**GOAL OF THE EXERCISE:** Copy all lines holding the word "right" from the entries.

**DATA SHOWN:**
*** Begin section ***

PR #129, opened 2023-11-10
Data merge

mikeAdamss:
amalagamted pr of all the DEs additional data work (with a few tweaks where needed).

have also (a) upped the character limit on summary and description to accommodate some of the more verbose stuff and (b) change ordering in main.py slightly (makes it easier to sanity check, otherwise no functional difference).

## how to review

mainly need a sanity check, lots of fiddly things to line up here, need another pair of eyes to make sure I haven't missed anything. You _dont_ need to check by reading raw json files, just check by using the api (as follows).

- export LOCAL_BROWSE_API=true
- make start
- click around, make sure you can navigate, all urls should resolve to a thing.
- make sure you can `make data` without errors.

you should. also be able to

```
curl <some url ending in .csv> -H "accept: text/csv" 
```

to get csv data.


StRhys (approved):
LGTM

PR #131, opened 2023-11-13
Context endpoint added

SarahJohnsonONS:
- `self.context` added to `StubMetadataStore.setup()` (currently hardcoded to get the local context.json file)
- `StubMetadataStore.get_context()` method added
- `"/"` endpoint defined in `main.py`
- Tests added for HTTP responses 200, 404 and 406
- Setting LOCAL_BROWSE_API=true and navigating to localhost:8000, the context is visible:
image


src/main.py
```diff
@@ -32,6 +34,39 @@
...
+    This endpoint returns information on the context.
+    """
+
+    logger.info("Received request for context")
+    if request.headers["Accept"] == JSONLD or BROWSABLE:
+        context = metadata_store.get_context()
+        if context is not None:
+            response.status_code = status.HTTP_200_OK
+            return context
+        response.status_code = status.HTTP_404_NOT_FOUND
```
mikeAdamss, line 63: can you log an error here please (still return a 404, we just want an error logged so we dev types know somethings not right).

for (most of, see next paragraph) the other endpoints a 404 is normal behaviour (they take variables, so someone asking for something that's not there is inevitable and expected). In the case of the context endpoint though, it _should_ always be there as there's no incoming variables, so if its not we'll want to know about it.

*** End section ***
*** Begin section ***

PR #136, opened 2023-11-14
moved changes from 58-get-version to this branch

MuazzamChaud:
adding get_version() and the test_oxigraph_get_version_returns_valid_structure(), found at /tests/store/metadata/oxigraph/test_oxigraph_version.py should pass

*** End section ***
*** Begin section ***

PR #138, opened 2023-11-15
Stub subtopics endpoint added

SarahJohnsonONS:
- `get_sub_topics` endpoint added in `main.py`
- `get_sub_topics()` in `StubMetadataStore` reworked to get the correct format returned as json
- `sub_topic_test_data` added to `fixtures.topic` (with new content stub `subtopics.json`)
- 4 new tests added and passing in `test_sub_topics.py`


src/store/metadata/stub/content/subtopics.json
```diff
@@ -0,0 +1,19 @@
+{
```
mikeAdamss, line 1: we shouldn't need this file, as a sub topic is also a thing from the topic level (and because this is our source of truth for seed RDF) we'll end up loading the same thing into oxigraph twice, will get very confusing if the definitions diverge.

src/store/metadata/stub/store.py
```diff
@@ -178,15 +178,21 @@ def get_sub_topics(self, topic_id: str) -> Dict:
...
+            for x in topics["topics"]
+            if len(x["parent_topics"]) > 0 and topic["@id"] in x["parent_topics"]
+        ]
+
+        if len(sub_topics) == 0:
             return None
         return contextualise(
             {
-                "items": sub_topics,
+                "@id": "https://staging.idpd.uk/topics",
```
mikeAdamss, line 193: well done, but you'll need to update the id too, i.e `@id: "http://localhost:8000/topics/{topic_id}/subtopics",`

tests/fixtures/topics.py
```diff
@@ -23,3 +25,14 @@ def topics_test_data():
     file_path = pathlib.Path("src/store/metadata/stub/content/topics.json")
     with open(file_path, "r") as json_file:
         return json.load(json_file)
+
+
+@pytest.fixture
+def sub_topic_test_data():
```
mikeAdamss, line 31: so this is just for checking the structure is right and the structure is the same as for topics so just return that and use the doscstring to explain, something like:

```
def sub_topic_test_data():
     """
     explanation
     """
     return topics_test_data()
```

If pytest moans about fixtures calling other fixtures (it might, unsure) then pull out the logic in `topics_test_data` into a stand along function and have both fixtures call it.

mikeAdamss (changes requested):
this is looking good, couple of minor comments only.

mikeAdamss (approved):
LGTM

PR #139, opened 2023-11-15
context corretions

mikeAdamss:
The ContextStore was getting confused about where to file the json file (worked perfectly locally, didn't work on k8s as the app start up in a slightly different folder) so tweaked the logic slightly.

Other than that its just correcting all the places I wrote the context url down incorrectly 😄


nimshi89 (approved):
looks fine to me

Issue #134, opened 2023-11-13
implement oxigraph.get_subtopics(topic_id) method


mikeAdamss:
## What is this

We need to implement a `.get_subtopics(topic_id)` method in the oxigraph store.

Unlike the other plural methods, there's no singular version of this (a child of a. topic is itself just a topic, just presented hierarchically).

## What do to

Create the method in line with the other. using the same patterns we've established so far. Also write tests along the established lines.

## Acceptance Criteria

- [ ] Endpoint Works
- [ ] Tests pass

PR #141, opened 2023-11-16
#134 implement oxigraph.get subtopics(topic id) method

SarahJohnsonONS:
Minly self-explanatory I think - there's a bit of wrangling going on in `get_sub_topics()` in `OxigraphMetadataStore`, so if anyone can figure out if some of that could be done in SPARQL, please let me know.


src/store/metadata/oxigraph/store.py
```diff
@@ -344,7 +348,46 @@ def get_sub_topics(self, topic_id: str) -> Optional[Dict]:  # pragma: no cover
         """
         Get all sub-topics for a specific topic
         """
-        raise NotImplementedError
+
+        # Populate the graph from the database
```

*** End section ***

**EXERCISE OUTPUT:**
mikeAdamss, line 63: can you log an error here please (still return a 404, we just want an error logged so we dev types know somethings not right).
mikeAdamss, line 31: so this is just for checking the structure is right and the structure is the same as for topics so just return that and use the doscstring to explain, something like:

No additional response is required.